When we use technology to find the LSR it will allow you to choose between y = a + bx and y=mx+b. Below you will see the McDonald’s date with the LSR drawn in and the LSR equation.

Residual Plot

When we want to know if a line of best fit is a good model, we can ask instead what the model missed.

We look at the residuals to see this. Residuals help us to see whether the linear model makes sense. So after we find the LSR, we usually plot the residuals and hope to find …. nothing!!!

Is the association between your explanatory variable and response variable really straight? Could the underlying association be curved? Even if your r-value is strong and your scatterplot looks linear you need to check the residuals to make sure your data is straight enough to use the LSR as a prediction model.

A residual plot is a scatterplot with the points (x, residual) plotted. Below you will see the McDonald’s data and the residual plot below it.
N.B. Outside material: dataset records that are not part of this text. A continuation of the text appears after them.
PR #321, opened 2026-07-11
feat: cycle models with Alt+] / Alt+[ shortcuts

### LINKED ISSUE #283: [Feature]: Supports shortcut keys to quickly switch between commonly used models
### Before submitting

### Area

apps/desktop

### Problem or use case

This project is a Codex-like app where I frequently switch between models under the same provider (e.g. jumping between a fast/cheap model for simple edits and a larger model for harder reasoning, all within the same provider). Today switching requires opening the model picker with the mouse, scrolling the list, and clicking — repeated dozens of times a day. It's slow, breaks flow, and there's no way to jump straight to a "preferred" model.

### Proposed solution

Support keyboard shortcuts to cycle / switch between models within the currently selected provider:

A residual plot should be the most boring scatterplot you’ve seen. It shouldn’t have any interesting features, like direction or shape. It should have about the same amount of scatter throughout. It should show no bends and it should show no outliers. Our scatterplot above is a good boring scatterplot!!

Extrapolation

LSR models can be very useful, but don’t try to push them too far. With our McDonald’s data making a prediction about the protein content of a sandwich with 31 grams of fat seems reasonable because our data is encompasses that amount of fat, but making a prediction about protein content in a sandwich with 60 grams of fat is far outside any data we collected, this might not be accurate. This is called extrapolation. Extrapolation is dangerous; you are making the assumption that the pattern of the data will be the same far outside the range of any data collected. Here is an example; you collect data about the height of a baby from birth to the age of 2 years. You create a scatter plot of age vs. height and calculate a LSR equation. You then try to use that equation to predict the height of someone when they are 25 years old. You probably predict that they will be 10 feet tall!! Why did this happen? This happened because growth is not linear over a person’s lifetime, it might be linear from birth to the age of 2 but at some age height levels off. The moral to the example, beware of extrapolation!!

Association vs. Causation

Previously we have tried to make it clear that no matter how strong the correlation between two variables, there is no way to show that one variable causes the other. Just because we can now get a LSR line does not change that.

No matter how strong the correlation, no matter how straight the line, there is no way to conclude from a regression alone that one variable causes the other. Unless you design an experiment, there is no way to be sure that a lurking variable is not the source of the apparent association.